*** Opening of Given records ***

Issue #29943, opened 2020-12-21
Advanced variable format options issue v.7.3.6


nikola-farshore:
**What happened**:
URL: .....&var-MultiDeviceId=A&var-MultiDeviceId=B
'${MultiDeviceId:raw}' variable format returns:
('A,B')

**What you expected to happen**:
URL: .....&var-MultiDeviceId=A&var-MultiDeviceId=B
'${MultiDeviceId:raw}' variable format should return:
('{A,B}') 

**Environment**:
- Grafana version: Version 7.3.6 (commit: ea06633c34, branch: HEAD)
- Data source type & version: PostgreSQL 11 - Timescale
- OS Grafana is installed on: Centos 7
- User OS & Browser: macOS Big Sur 11.0.1 / Firefox 84.0 (64-bit)

dprokop:
@nikola-farshore thanks for opening the issue. Do you mind sharing the query you are trying to use the `${MultiDeviceId:raw}` in? I think the format is OK and it hasn't been changed for a while. I'm also trying to figure out why the [docs](https://grafana.com/docs/grafana/latest/variables/advanced-variable-format-options/#raw) contains `{}` in the raw syntax description.

nikola-farshore:
`SELECT 
  $__timeGroup("tm", $__interval, 0) as "time", 
  AVG("hist") as "Hourly Avg" 
FROM 
  historicalavgmultiple('${MultiDeviceId:raw}') 
GROUP BY 1 
ORDER BY 1;`

In the previous version/s, list of variables passed to function were wrapped into `{}` so PostgreSQL recognized it as array list.

dprokop:
@nikola-farshore thanks for a quick reply. Trying to uderstad what's going on. When you say "In the previous version/s" what versions do you mean?

nikola-farshore:
Not sure about previous grafana version to be honest, but we were using advanced variable format for a while, so it must be v6 and v7 as well, up to v.7.3.6.

I found old screenshot, so you can check it as a reference:
![Screenshot 2020-12-21 at 13 25 18](https://user-images.githubusercontent.com/53433107/102777198-6c85ed00-4390-11eb-9a8a-d9e3efe3fe80.png)

dprokop:
@nikola-farshore thanks a lot for the screenshot. Seems like it's v7 so i'm gonna dig a little bit deeper. Maybe there has been some changes to the Postgres datasouce that I'm not aware of. I'll let you know when I figure this out.

[...]

PR #29945, opened 2020-12-21
Fix raw format variable docs

dprokop:
Seems like [raw variable formatting docs](https://grafana.com/docs/grafana/latest/variables/advanced-variable-format-options/#raw) are and were incorrect for some time. This probably leads to confusion as the one described in https://github.com/grafana/grafana/issues/29943


hugohaggmark (approved):
LGTM!

oddlittlebird (approved):
Good catch, @dprokop !

PR #29946, opened 2020-12-21
RedirectResponse: Implement all of api.Response

aknuds1:
Fix building of Enterprise, by making RedirectResponse implement all of the api.Response interface.

### DIFF
--- a/pkg/api/common.go
+++ b/pkg/api/common.go
@@ -144,17 +144,26 @@ func Respond(status int, body interface{}) *NormalResponse {
 	}
 }
 
+// RedirectResponse represents a redirect response.
 type RedirectResponse struct {
 	location string
 }
 
+// WriteTo writes to a response.
 func (r *RedirectResponse) WriteTo(ctx *models.ReqContext) {
 	ctx.Redirect(r.location)
 }
 
 // Status gets the response's status.
+// Required to implement api.Response.
 func (*RedirectResponse) Status() int {
 	return http.StatusFound
+}
+
+// Body gets the response's body.
+// Required to implement api.Response.
+func (r *RedirectResponse) Body() []byte {
+	return nil
 }
 
 func Redirect(location string) *RedirectResponse {


pkg/api/common.go
```diff
@@ -144,19 +144,28 @@ func Respond(status int, body interface{}) *NormalResponse {
...
 	location string
 }
 
+// WriteTo writes to a response.
 func (r *RedirectResponse) WriteTo(ctx *models.ReqContext) {
 	ctx.Redirect(r.location)
 }
 
 // Status gets the response's status.
+// Required to implement api.Response.
```
sakjur, line 158: Suggestion: Instead of a comment, add `var _ Response = &RedirectResponse{}` to the top of some test file to show the intent of implementing api.Response.

sakjur (approved):

pkg/api/common.go
aknuds1: @sakjur That is a bit ugly. I prefer documenting explicitly each method that corresponds to an interface, because you see why the methods are necessary. If you are linting for unused methods, it really helps to see that methods that look unused implement part of an interface.

If you want to make sure a type implements an interface OTOH, you can also embed the interface in the type. Then you get automatic (unfulfilled) implementations of interface methods you don't implement yourself. That sounds like an alternative to what you propose. I couldn't do that though due to an import cycle.

sakjur: :+1:

That makes sense

sakjur: (I'm _really_ not a fan of embedding  types though 😛)

aknuds1: @sakjur what do you have against it? It's very common in Go, and super useful when you want to make fake implementations of larger interfaces f.ex.

sakjur: I don't think I've ever seen type embedding in a setting that didn't confuse me, and I've yet to see a single case where I thought that using embedding solved a problem that wouldn't be better solved with composition. Having it there allows for Java-esque inheritance-based designs (Macaron, for example, does this a lot), and Go is not a very good language (it loses it's readability, which is really Go's strong side according to me) when you start applying pre-8 Java design principles.

I can definitely see the point for making fake implementations of larger interfaces, but to me that's patching over a design flaw with a hack (which, to be clear, is an ok thing to do, that doesn't make me a fan of the feature though it might help me understand why it can be useful at times).

And providing methods that doesn't actually exist to a type seem like something that might make sense in tests, but in production code it seems like a good way of getting somewhat hard to find segfaults (for example, I would want the following to not compile rather than segfault during runtime https://play.golang.org/p/q89RtjZgujF ).

Should it never be used? Not saying that. I've just yet to find myself wanting it and when I've found it in code it has almost always been in the context of "oh. that'll extend my debugging by five minutes" rather than "that's neat", and I'm not sure I'm convinced that it provides sufficient value to outweigh the costs of having the syntax in Go.

aknuds1: @sakjur Wrt. embedding the interface in this type, is segfaulting so much worse than returning an error for not-implemented methods? IMO in practice a segfault can be better, since "soft" errors can often be swallowed in Go.

sakjur: I agree with what you're saying, but that's not necessarily the alternative, something like

```go
func (t T) Method() {
panic("unexpected call for Method() from Interface, panicking")
}
```

would be an acceptable alternative here. Having the method explicitly panicking means that you can figure out that the type _can_ panic, and more importantly if the interface changes, you'll be forced to update the implementation alongside it for the application to compile again. An empty variable declaration is a way of forcing that compile time check to happen, if you return errors, empties, or panic on unimplemented methods is left to the judgment of the programmer (that's a point in favor of embedding the interface — the behavior of unimplemented methods is defined).

```go
var _ Interface = &Impl{}
```

aknuds1: @sakjur I think there are dynamic cases where it isn't discovered until runtime that a type doesn't implement an interface? I'm worried about the compiler not necessarily being able to catch if a type doesn't implement an interface.

sakjur: :100:

Definitely 🙂

PR #29954, opened 2020-12-22
librarypanels: Fix JSON field casing in tests

aknuds1:
The librarypanels package uses Go case for JSON fields in a test struct, this PR fixes it to use casing idiomatic to JSON.


sunker (approved):
LGTM

PR #162, opened 2017-05-10
DISPATCH-209 -- revamp of second three-router test.

mgoulish:
This new version of three-router test #2 survived a 1000-iteration test with no failures.

The main changes are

*** Close of Given records ***

## What the exercise asks
From the entries above, return exactly the line containing "Seems like [raw", the line containing "Good catch, @dprokop !", and all lines between, and nothing else.

## Answer space
Seems like [raw variable formatting docs](https://grafana.com/docs/grafana/latest/variables/advanced-variable-format-options/#raw) are and were incorrect for some time. This probably leads to confusion as the one described in https://github.com/grafana/grafana/issues/29943


hugohaggmark (approved):
LGTM!

oddlittlebird (approved):
Good catch, @dprokop !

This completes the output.